Muscular dystrophy is a group of muscle diseases that weaken the musculoskeletal system and hamper locomotion. Muscular dystrophies are characterized by progressive skeletal muscle weakness, defects in muscle proteins, and the death of muscle fibres (muscle cells) and tissue.
It is a group of inherited diseases in which the muscles that control movement progressively weaken. The prefix, dys-, means abnormal, while the root, -trophy, refers to maintaining normal nourishment, structure and function. The most common form in children is called Duchenne muscular dystrophy and affects only males. It usually appears between the ages of 2 to 6 and the afflicted live typically into late teens to early 20s.
Muscle atrophy is also called “Atrophy of the muscles or Muscle wasting”. The majority of muscle atrophy in the general population results from ‘disuse’. People with sedentary jobs and senior citizens with decreased activity can lose muscle tone and develop significant atrophy. This type of atrophy is reversible with vigorous exercise. Bed-ridden people can undergo significant muscle wasting. Astronauts, free of the gravitational pull of Earth, can develop decreased muscle tone and loss of calcium from their bones following just a few days of weightlessness.
Muscle atrophy resulting from disease rather than disuse is generally one of two types, that resulting from damage to the nerves that supply the muscles, and disease of the muscle itself.
Examples of diseases affecting the nerves that control muscles would be:
- amyotrophic lateral sclerosis (ALS or Lou Gehrig's disease);
- Guillain-Barre syndrome.
Examples of diseases affecting primarily the muscles would include:
- muscular dystrophy;
- myotonia congenita;
- myotonic dystrophy;
- as well as other congenital, inflammatory or metabolic myopathies.
The twitching phenomenon that happens in the early stage of sleep is called a hypnagogic massive jerk, or simply a hypnic jerk. It has also been referred to as a sleep start. There has been little research on this topic, but there have been some theories put forth.

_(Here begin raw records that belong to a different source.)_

PR #4318, opened 2026-06-03
Make Replatform Test App Deployable for testing.

dj-maisy:
## What?
This sets can_be_deployed to "true" so I can deploy the Replatform Test App into Integration for testing Kyverno and Cosign.

My IDE also auto-formatted the `push_allowances` arrays, which I don't disagree with as it seems to look cleaner.

### DIFF
--- a/terraform/deployments/github/repos.yml
+++ b/terraform/deployments/github/repos.yml
@@ -308,11 +308,9 @@ repos:
         - Format
         - Type checks
     push_allowances:
-      [
-        "alphagov/gov-uk-data",
-        "alphagov/gov-uk-production-admin",
-        "alphagov/gov-uk-production-deploy",
-      ]
+      - "alphagov/gov-uk-data"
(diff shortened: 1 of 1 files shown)


terraform/deployments/github/repos.yml
```diff
@@ -307,7 +307,12 @@ repos:
         - Lint
         - Format
         - Type checks
-    push_allowances: ["alphagov/gov-uk-data", "alphagov/gov-uk-production-admin", "alphagov/gov-uk-production-deploy"]
+    push_allowances:
+      [
```
jfharden: If this is going to me made a multi-line array (and the others) we should really make it the same format as all others and use

```
name:
  - item 1
  - item 2
  - item 3
```

I'd also say this is literally the first time I've ever seen a multi-line array in yaml done c-style (I always knew it was possible, but I've never seen it in the wild)

jfharden (approved):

When the body drifts off into sleep, it undergoes physiological changes related to body temperature, breathing rate and muscular tone. Hypnic jerks may be the result of muscle changes. Another theory suggests that the transition from the waking to the sleeping state signals the body to relax. But the brain may interpret the relaxation as a sign of falling and then signal the arms and legs to wake up. Electroencephalogram studies have shown sleep starts affect almost 10 percent of the population regularly, 80 percent occasionally, and another 10 percent rarely.
Muscle movement or twitching also may take place during the Rapid Eye Movement, or REM, phase of sleep. This also is the time when dreams occur. During the REM phase, all voluntary muscular activity stops with a drop in muscle tone, but some individuals may experience slight eyelid or ear twitching or slight jerks. Some people with REM behavioral disorder, or RBD, may experience more violent muscular twitching and full-fledged activity during sleep. This is because they do not achieve muscle paralysis, and as a result, act out their dreams.